### What the exercise asks:
Begin at the line containing "Issue #221, opened 2022-08-29" in the data below and go on through the line containing "This was actually fixed properly.", repeating each line exactly; include both ends and no other line.

### Dataset content:
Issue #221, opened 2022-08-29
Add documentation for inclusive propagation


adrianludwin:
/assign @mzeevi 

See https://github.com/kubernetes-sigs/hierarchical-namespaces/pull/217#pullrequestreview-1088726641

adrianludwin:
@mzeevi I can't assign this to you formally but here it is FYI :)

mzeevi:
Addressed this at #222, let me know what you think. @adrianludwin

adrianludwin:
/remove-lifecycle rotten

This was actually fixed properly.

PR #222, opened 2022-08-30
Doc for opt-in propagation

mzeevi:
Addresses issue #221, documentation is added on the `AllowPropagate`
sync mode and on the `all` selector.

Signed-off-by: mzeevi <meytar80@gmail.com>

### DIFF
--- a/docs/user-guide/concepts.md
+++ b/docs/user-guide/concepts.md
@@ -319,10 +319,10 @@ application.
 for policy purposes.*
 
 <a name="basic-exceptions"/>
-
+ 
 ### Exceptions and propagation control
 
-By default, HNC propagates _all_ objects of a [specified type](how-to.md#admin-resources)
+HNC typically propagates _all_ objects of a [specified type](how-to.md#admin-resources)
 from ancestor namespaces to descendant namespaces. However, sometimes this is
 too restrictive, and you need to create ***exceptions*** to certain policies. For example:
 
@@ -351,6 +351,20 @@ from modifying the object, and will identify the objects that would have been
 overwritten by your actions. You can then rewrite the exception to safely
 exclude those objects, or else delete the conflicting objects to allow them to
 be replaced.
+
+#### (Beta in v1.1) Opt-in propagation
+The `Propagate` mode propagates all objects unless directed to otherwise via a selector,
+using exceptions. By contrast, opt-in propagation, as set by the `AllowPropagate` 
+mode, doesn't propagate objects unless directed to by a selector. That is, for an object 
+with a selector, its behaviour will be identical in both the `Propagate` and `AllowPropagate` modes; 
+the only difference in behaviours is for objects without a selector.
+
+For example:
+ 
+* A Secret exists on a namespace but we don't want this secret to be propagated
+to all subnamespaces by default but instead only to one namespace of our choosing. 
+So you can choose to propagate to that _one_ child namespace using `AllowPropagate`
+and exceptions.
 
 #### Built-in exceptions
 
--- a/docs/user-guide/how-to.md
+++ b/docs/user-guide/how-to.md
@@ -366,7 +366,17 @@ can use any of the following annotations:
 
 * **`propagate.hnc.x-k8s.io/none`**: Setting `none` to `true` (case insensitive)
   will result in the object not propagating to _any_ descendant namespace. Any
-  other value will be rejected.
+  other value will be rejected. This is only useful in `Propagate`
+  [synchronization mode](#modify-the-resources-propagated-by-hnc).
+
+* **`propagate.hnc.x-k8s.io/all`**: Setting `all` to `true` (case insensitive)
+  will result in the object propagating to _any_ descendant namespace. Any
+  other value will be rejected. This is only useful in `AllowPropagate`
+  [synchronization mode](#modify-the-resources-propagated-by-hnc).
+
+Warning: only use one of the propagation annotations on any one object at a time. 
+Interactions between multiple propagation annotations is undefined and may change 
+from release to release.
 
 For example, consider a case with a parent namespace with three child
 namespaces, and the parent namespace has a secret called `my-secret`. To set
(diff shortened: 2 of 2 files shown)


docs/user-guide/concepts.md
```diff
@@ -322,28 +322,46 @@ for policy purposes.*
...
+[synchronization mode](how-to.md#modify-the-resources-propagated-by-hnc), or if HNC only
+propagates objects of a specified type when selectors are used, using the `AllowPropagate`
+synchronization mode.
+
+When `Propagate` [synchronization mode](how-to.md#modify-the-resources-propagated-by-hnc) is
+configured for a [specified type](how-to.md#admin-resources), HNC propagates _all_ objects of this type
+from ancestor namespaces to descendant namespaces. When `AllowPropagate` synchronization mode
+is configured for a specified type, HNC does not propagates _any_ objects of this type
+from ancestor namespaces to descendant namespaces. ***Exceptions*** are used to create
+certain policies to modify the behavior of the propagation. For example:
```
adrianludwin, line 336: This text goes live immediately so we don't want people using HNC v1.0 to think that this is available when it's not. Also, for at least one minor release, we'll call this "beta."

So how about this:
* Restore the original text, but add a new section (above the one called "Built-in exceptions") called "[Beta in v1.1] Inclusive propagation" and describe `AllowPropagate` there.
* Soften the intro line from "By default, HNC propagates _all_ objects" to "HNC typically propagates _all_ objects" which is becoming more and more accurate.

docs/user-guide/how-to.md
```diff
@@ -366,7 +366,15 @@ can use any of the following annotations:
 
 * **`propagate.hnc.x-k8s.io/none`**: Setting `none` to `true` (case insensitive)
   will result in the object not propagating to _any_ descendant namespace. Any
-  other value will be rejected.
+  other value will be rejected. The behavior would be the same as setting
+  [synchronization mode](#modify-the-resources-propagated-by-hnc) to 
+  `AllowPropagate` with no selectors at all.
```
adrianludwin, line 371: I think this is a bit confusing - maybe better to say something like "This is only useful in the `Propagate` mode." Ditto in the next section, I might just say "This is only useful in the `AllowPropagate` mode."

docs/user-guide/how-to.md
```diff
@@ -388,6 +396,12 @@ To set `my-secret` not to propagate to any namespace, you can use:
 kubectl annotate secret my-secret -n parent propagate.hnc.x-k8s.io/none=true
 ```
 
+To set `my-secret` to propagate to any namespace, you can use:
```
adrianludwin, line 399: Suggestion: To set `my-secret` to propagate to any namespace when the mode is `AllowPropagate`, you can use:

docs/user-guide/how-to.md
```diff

...

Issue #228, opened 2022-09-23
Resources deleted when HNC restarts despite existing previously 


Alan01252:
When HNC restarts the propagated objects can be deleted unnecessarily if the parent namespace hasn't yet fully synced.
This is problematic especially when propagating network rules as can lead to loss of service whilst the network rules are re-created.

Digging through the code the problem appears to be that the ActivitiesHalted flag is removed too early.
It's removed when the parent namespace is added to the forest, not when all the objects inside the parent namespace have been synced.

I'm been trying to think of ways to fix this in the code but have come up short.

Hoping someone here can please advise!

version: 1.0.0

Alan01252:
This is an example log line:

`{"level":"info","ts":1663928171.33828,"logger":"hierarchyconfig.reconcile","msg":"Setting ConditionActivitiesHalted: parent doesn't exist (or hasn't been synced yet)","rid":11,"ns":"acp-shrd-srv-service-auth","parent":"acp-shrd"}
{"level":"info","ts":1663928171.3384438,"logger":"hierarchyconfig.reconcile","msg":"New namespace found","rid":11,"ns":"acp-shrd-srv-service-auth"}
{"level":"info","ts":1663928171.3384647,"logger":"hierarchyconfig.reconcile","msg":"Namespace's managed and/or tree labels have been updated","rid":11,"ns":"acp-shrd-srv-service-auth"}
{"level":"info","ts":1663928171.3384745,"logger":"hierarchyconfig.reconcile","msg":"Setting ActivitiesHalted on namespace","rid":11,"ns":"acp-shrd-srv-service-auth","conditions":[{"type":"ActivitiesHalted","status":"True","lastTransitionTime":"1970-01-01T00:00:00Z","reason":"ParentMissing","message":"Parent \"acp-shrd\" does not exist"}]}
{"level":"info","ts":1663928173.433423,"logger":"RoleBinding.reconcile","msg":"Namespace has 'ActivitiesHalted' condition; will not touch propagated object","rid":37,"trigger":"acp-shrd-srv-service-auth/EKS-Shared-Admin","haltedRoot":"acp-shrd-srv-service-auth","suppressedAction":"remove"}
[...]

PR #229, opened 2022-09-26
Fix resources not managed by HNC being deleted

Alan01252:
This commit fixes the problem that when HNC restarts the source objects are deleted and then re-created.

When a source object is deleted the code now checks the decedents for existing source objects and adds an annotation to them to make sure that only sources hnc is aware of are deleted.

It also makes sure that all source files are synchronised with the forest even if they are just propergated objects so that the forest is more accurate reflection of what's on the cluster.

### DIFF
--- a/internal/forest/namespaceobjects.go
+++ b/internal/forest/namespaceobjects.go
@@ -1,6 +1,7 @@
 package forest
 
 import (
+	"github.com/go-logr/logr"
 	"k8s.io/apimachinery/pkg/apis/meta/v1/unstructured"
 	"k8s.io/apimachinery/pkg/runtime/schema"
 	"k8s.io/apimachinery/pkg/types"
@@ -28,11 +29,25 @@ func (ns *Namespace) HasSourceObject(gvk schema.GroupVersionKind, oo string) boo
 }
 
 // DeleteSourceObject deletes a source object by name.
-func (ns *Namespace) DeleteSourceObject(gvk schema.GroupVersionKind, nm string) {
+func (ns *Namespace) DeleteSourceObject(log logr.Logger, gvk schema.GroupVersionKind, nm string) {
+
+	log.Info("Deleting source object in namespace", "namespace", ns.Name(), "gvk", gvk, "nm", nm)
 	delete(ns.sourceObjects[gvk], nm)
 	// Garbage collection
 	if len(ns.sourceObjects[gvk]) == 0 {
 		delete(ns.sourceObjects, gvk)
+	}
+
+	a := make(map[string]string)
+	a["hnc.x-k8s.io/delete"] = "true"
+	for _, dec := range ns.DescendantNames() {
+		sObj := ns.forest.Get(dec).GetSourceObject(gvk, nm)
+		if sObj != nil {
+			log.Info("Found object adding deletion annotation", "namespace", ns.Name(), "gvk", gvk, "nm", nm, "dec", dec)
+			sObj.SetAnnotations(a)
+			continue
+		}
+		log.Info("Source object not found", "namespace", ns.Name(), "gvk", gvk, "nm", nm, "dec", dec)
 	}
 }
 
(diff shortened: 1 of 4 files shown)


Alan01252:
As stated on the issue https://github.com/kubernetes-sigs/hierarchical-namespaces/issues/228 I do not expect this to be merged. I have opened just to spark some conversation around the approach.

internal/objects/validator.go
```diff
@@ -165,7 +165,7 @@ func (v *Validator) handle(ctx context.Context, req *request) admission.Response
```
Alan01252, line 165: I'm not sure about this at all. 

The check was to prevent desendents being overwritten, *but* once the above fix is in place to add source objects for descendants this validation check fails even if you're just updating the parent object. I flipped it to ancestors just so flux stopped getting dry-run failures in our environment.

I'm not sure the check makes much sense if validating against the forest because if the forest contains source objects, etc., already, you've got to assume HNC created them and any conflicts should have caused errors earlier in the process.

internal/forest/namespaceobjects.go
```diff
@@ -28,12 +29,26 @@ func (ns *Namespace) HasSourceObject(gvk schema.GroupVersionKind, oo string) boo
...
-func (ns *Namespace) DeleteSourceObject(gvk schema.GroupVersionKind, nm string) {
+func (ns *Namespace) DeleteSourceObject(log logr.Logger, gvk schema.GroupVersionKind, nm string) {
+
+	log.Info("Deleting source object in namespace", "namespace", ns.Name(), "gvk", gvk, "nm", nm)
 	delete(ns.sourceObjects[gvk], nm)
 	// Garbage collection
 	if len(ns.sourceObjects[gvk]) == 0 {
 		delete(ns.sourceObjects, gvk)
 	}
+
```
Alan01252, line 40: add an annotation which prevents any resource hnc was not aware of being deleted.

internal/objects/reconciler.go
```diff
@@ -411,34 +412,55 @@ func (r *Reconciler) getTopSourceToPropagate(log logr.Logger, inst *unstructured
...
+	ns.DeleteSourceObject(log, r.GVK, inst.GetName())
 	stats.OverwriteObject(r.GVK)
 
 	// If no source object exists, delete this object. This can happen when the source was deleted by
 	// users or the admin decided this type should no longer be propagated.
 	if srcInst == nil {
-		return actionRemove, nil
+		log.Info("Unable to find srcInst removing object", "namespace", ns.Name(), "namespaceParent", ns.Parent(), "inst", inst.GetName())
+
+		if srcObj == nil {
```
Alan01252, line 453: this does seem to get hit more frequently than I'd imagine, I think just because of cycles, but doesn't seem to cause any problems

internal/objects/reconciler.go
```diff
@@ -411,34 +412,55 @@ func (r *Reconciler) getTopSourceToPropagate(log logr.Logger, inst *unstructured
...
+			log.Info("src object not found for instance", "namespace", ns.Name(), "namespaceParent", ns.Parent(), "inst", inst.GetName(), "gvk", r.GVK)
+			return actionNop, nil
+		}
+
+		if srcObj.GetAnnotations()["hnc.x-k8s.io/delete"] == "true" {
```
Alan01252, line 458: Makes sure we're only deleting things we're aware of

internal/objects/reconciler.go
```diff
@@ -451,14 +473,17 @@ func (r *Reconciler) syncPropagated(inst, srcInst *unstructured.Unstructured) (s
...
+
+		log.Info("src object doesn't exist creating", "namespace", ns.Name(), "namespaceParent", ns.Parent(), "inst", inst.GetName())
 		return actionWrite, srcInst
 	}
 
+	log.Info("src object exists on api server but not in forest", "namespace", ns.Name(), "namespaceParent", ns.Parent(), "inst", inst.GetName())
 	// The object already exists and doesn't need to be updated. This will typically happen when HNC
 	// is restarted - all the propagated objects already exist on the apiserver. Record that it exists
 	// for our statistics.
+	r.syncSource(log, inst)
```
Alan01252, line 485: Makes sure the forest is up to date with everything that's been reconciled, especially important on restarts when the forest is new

### Exercise output:
Issue #221, opened 2022-08-29
Add documentation for inclusive propagation


adrianludwin:
/assign @mzeevi 

See https://github.com/kubernetes-sigs/hierarchical-namespaces/pull/217#pullrequestreview-1088726641

adrianludwin:
@mzeevi I can't assign this to you formally but here it is FYI :)

mzeevi:
Addressed this at #222, let me know what you think. @adrianludwin

adrianludwin:
/remove-lifecycle rotten

This was actually fixed properly.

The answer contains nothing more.